Cleese as Tim the Enchanter.
Again, dress people properly, shoot them agai
nst beautiful Scottish backgrounds, with smoke drifting and all that, it makes it so much funnier.
Plus you save money on horses.
PALIN: Yes, of course, plus the days you spend learning to ride, getting the horses to come back, and doing it all again. That must have been one of those very liberating decisions we had one day.
I don’t think anyone else but John and Graham could have written the “Black Knight” sequence, hacking legs off. That’s very Graham-ish, because Graham’s a doctor and loved all sorts of visceral ideas like the human body being ripped apart. He and Gilliam love that sort of stuff. And Terry and myself started off writing the peasants in the field—“I’m only thirty-seven”—and then John and Graham took it on and did all the stuff about “moistened bints lying in lakes lobbing swords was no basis for a system of government.” That was theirs at their verbal best. They beefed an idea which we had, which was that people answered back to the king and it was terribly hard for him to be Arthurian!

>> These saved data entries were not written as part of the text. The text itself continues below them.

PR #197, opened 2026-06-04
feat: allow any user to interact with bot on PRs when no whitelist is…

### LINKED ISSUE #71: Other authors can talk also to the bot in a PR
**Current behavior**
If I reference the bot with `@ai_bot` in a PR of another user, the bot does not react on this comment.

**Expected behavior**
* The bot should take this comment and react also on the comment with the known context.
* It must be marked that the answer is only a side-clarifiying response.

This feature shall be implemented on branch **develop**

tmseidel:
… configured

    Previously, handlePrComment restricted interaction to the PR author only,
    regardless of whitelist settings. This change introduces dedicated
    access-control logic (isPrCommenterAllowed) for PR comments:

    - No whitelist configured: any user mentioning the bot may interact.
    - Whitelist configured: only the PR author OR users in the whitelist may interact; all others are ignored.

    The global isCallerAllowed method remains unchanged since it is shared
    by other webhook handlers with different access requirements.

    Tests added:
    - noAgentSession_noWhitelist_nonAuthorComment_isAllowed
    - noAgentSession_whitelist_nonAuthorNotInWhitelist_isIgnored
    - noAgentSession_whitelist_prAuthorNotInWhitelist_isAllowed
    - noAgentSession_whitelist_nonAuthorInWhitelist_isAllowed

### DIFF
--- a/src/main/java/org/remus/giteabot/admin/BotWebhookService.java
+++ b/src/main/java/org/remus/giteabot/admin/BotWebhookService.java
@@ -179,10 +179,13 @@ public class BotWebhookService {
     /**
      * Handles a comment on a PR discussion thread.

In a Very Real and Legally Binding Sense
JOHN GOLDSTONE, EXECUTIVE PRODUCER: I had known the Pythons individually [from] about the time when their first television series was being done. When they were looking for money for Holy Grail, they approached me with the problem that they were not able to raise the money for the film by any normal means. They had gone to the two major sources of finance in England, Rank and EMI, and neither of them was prepared to take the leap of faith they wanted to make from a television series to this film.